When we come to the American literary division of the Britannica, however, prejudice and neglect reach their highest point. Never have I seen a better example of the contemptuous attitude of England toward American literature than in the Encyclopædia’s treatment of the novelists of the United States. William Dean Howells, in a three-quarters-of-a-column biography, gets scant praise and is criticised with not a little condescension. F. Marion Crawford, in an even shorter biography, receives only lukewarm and apologetic praise. Frank Norris is accorded only twenty lines, less space than is given the English hack, G. A. Henty! McTeague is “a story of the San Francisco slums”; and The Octopus and The Pit are “powerful stories.” This is the extent of the criticism. Stephen Crane is given twelve lines; Bret Harte, half a column with little criticism; Charles Brockden Brown and Lafcadio Hearn, two-thirds of a column each; H. C. Bunner, twenty-one lines; and Thomas Nelson Page less than half a column.
What there is in Mark Twain’s biography is written by Brander Matthews and is fair as far as it goes. The one recent American novelist who is given adequate praise is Henry James; and this may be accounted for by the fact of James’s adoption of England as his home. The only other adequate biography of an American author is that of Nathaniel Hawthorne. But the few biographies of other United States writers who are included in the Encyclopædia are very brief and insufficient.
In the omissions of American writers, British prejudice has overstepped all bounds of common justice. In the following list of names only one (Churchill’s) is even mentioned in the entire Encyclopædia: Edith Wharton, David Graham Phillips, Gertrude Atherton, Winston Churchill, Owen Wister, Ambrose Bierce, Theodore Dreiser, Margaret Deland, Jack London, Robert Grant, Ellen Glasgow, Booth Tarkington, Alice Brown and Robert Herrick. And yet there is abundant space in the Britannica, not only for critical mention, but for detailed biographies, of such English writers as Hall Caine, Rider Haggard, Maurice Hewlett, Stanley Weyman, Flora Annie Steel, Edna Lyall, Elizabeth Charles, Annie Keary, Eliza Linton, Mrs. Henry Wood, Pett Ridge, W. C. Russell, and still others of less consequence than many of the American authors omitted.
If the Encyclopædia Britannica was a work whose sale was confined to England, there could be little complaint of the neglect of the writers of other nationalities. But unjust pandering to British prejudice and a narrow contempt for American culture scarcely become an encyclopædia whose chief profits are derived from the United States. So inadequate is the treatment of American fiction that almost any modern text-book on our literature is of more value; for, as I have shown, all manner of inferior and little-known English authors are given eulogistic biographies, while many of the foremost American authors receive no mention whatever.

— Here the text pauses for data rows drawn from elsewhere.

PR #17252, opened 2021-12-20
Fix: System info file displays inaccurate WP memory limit. [ED-5717]

iNewLegend:


modules/system-info/reporters/wordpress.php
```diff
@@ -74,7 +74,7 @@ public function get_fields() {
 	 */
 	public function get_memory_limit() {
 		$result = [
-			'value' => ini_get( 'memory_limit' ),
+			'value' => (string) WP_MAX_MEMORY_LIMIT, // Use WordPress max memory limit, since its dynamic.
```
Nevoss, line 77: Are you sure the right value is  `WP_MAX_MEMORY_LIMIT` and not `WP_MEMORY_LIMIT`?

Nevoss (changes requested):

modules/system-info/reporters/wordpress.php
matipojo: We need to add all of them, in the past we already used the `WP_MEMORY_LIMIT` but on some servers it was different from the `ini_get( 'memory_limit' )`. https://github.com/elementor/elementor/commit/02f81ced71b7ce3c65e5d74377206afb014b6352
@iNewLegend please add the 3 values: `get_ini_memory_limit, get_wp_memory_limit, and, get_wp_max_memory_limit`
See https://github.com/WordPress/WordPress/blob/master/wp-includes/default-constants.php#L37

iNewLegend: `WP_MAX_MEMORY_LIMIT` is the most accurate since it provide the max memory limit for admin and see here:
https://github.com/WordPress/WordPress/blob/master/wp-includes/default-constants.php#L51
its favor the `wp_is_ini_value_changeable( 'memory_limit' )`.
`WP_MEMORY_LIMIT` is for non admin users.

In order to understand it, please provide me an example where `WP_MAX_MEMORY_LIMIT` is not correct.

StyleShit: Maybe just do like this:
```PHP
$memory_limit = min( [ WP_MAX_MEMORY_LIMIT, WP_MEMORY_LIMIT, ini_get( 'memory_limit' ) ] );
```

StyleShit (changes requested):

modules/system-info/reporters/wordpress.php
iNewLegend: Why?

StyleShit (approved):

modules/system-info/reporters/server.php
```diff
@@ -126,6 +128,45 @@ public function get_php_version() {
...
+	 *    @type bool   $warning        Whether to display a warning. True if the limit
+	 *                                 is below the recommended 64M, False otherwise.
+	 * }
+	 */
+	public function get_php_memory_limit() {
+		$result = [
+			'value' => (string) WP_Site_Health::get_instance()->php_memory_limit,
+		];
+
+		$min_recommended_memory = '64M';
```
iNewLegend, line 150:
```suggestion
	 *                                 is below the recommended 512M, False otherwise.
	 * }
	 */
	public function get_php_memory_limit() {
		$result = [
			'value' => (string) WP_Site_Health::get_instance()->php_memory_limit,
		];

		$min_recommended_memory = '512M';
```

@matipojo

modules/system-info/reporters/server.php
```diff
@@ -126,6 +128,45 @@ public function get_php_version() {
...
+	 *
+	 *    @type string $value          PHP memory limit.
+	 *    @type string $recommendation Recommendation memory limit.
+	 *    @type bool   $warning        Whether to display a warning. True if the limit
+	 *                                 is below the recommended 64M, False otherwise.
+	 * }
+	 */
+	public function get_php_memory_limit() {
+		$result = [
+			'value' => (string) WP_Site_Health::get_instance()->php_memory_limit,
```
matipojo, line 147: Use ini_get

modules/system-info/reporters/server.php
matipojo: "WP Memory limit of 128 MB or greater (256 MB or higher is preferred)"

https://elementor.com/help/requirements/

matipojo (changes requested):

modules/system-info/reporters/server.php
iNewLegend: Handled.

modules/system-info/reporters/server.php
iNewLegend: Handled.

As a reference book on modern fiction, the Encyclopædia Britannica is hopelessly inadequate and behind the times, filled with long eulogies of bourgeois English authors, lacking all sense of proportion, containing many glaring omissions, and compiled and written in a spirit of insular prejudice. And this is the kind of culture that America is exhorted, not merely to accept, but to pay a large price for.